Limitations notwithstanding, the present research may provide important preliminary insights into the continuum of eco-anxiety responses and its relationships with environmental concern, mental health, and a pro-environmental orientation. Environmental crises, on a global level, will only continue to rise over the coming years, and with it a range of eco-anxiety responses. As such, deeper insights into these various responses and their implications will be vital as we individually, and collectively, deal with the challenges ahead.

Contributed to conception and design: PKL, H-AP, AJH, JMZ

Contributed to acquisition of data: PKL, H-AP, AJH, JMZ, YY, MR

Contributed to analysis and interpretation of data: PKL, H-AP, AJH, JMZ

Drafted and/or revised the article: PKL, H-AP, AJH, JMZ, YY, MR

Approved the submitted version for publication: PKL, H-AP, AJH, JMZ, YY, MR

The research was supported by a Social Sciences and Humanities Research Council (SSHRC) of Canada Insight Grant to John M. Zelenski [435-2020-0852]. Paul K. Lutz was supported by a SSHRC Graduate Scholarship – Master’s (CGS-M). SSHRC did not have a role in determining the aims and outcomes of the current research or in the decision to submit the article for publication.

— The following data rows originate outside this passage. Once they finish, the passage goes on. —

Issue #642, opened 2020-12-16
[Feature][UI] Show link to k8s dashboard on Execution Details page.


schottra:
Administrators debugging issues with Flyte infrastructure would benefit from quick access to the k8s dashboard in order to access more information.
This link is cluster and region-specific, but typically each region will run its own instance of `flytconsole`. So, the UI just needs to be able to construct a link by substituting the `project`, `domain`, and `cluster` values from an Execution into a format string.

**Flyte component**
- [ ] Overall
- [ ] Flyte Setup and Installation scripts
- [ ] Flyte Documentation
- [ ] Flyte communication (slack/email etc)
- [ ] FlytePropeller
- [ ] FlyteIDL (Flyte specification language)
- [ ] Flytekit (Python SDK)
- [ ] FlyteAdmin (Control Plane service)
- [ ] FlytePlugins
- [ ] DataCatalog 
- [ ] FlyteStdlib (common libraries)
- [x] FlyteConsole (UI)
- [ ] Other

**[Optional] Propose: Link/Inline**
* Flyteconsole will add an additional environment variable specifying the k8s dashboard format string, with placeholders for the `project`, `domain`, and `cluster` values. If this value is present in the client-side bundle, we will render an additional link on the ExecutionDetails page to the k8s dashboard for the cluster.

kumare3:
@schottra how do we know where the cluster is hosted at - I mean the endpoint? 
At Lyft we use the cluster id in a dns configuration, but that may not be true always. This seems to be a configuration that should be driven from FlyteAdmin. @anandswaminathan ?

schottra:
@kumare3 Platform administrators in any given deployment know what the url is and that would be provided as an environment variable to flyteconsole. My understanding is that the only parts which change regularly are the cluster/project/domain. 
So, for example, we may provide an environment variable of the form:
```
K8S_DASHBOARD_FORMAT_STRING=https://dashboard.ingress.{{cluster}}.us-east-1.mycompany.com/#!/pod?namespace={{project}}-{{domain}}
```
Flyteconsole would read this env variable and do a string format to insert the correct values fro cluster/project/domain.

I agree that a more robust solution would be to add the dashboard link as a field on an entity returned by Admin and have administrators configure Admin with the correct values. That may require more effort than is available at the moment. :-)

kumare3:
@schottra thank you for the detailed explanation. So just a couple things
1. Absence of this configuration removes the link from the UI?
[...]

PR #6228, opened 2025-02-06
Return NotFound error when decks uri is empty (#642)

pmahindrakar-oss:
A deck url not found in node closure shouldn't result in an internal error and instead should return NotFound grpc code

Changing the returned grpc code for the API

## How was this patch tested?

Tested by verifying the UI calls are no longer returning 500 and instead returning 404 
 <div id='description'>
<h3>Summary by Bito</h3>
The PR implements improved error handling in the data proxy service, changing error codes from Internal to NotFound for missing deck URLs. The test suite underwent significant refactoring with the introduction of CreateDownloadLinkDependencies struct and setup function. Additional test cases were implemented to validate error code behavior for empty deck URLs.
<br>
<br>
<b>Unit tests added</b>: True
<br>
<br>
</div>

### DIFF
--- a/flyteadmin/dataproxy/service.go
+++ b/flyteadmin/dataproxy/service.go
@@ -179,7 +179,7 @@ func (s Service) CreateDownloadLink(ctx context.Context, req *service.CreateDown
 	}
 
 	if len(nativeURL) == 0 {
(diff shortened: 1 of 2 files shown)


Future-Outlier (approved):
thank you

The authors have no competing interests to declare.

Materials, data, and syntax for all studies can be found on OSF: https://osf.io/krfnv/

We thank the editor and two anonymous reviewers for their important contributions to this work.

1.

Verplanken et al. (2020) reported that habitual worry about global warming, what they considered to be an instance of eco-anxiety, was positively correlated with determined, angry, and anxious emotion clusters when thinking about global warming. The anxious cluster could also potentially be viewed as a proxy of eco-anxiety, as the emotion terms included appear to better tap eco-anxiety compared to broader measures of environmental distress (e.g., Searle & Gow, 2010). However, some of the included terms (e.g., guilt, ashamed) may be distinct enough to constitute their own eco-emotions (e.g., Mallett, 2012). More research on this issue is needed.

2.

We refrain from reporting a range of effect sizes for these studies because of ambiguity concerning some of the variables’ ability to predict pro-environmental intentions or behaviours. We instead encourage interested readers to consult these studies for more information.

3.

In the preregistration, we refer to the measure of environmental concern from Berenguer et al. (2005) as a measure of eco-anxiety. However, we refer to it here as a measure of environmental concern to be consistent with the framing of the introduction and our updated thinking.

4.

Consistent with Tay and Jebb (2018), we use behaviour in a broad sense to refer to thoughts, feelings, and behaviours.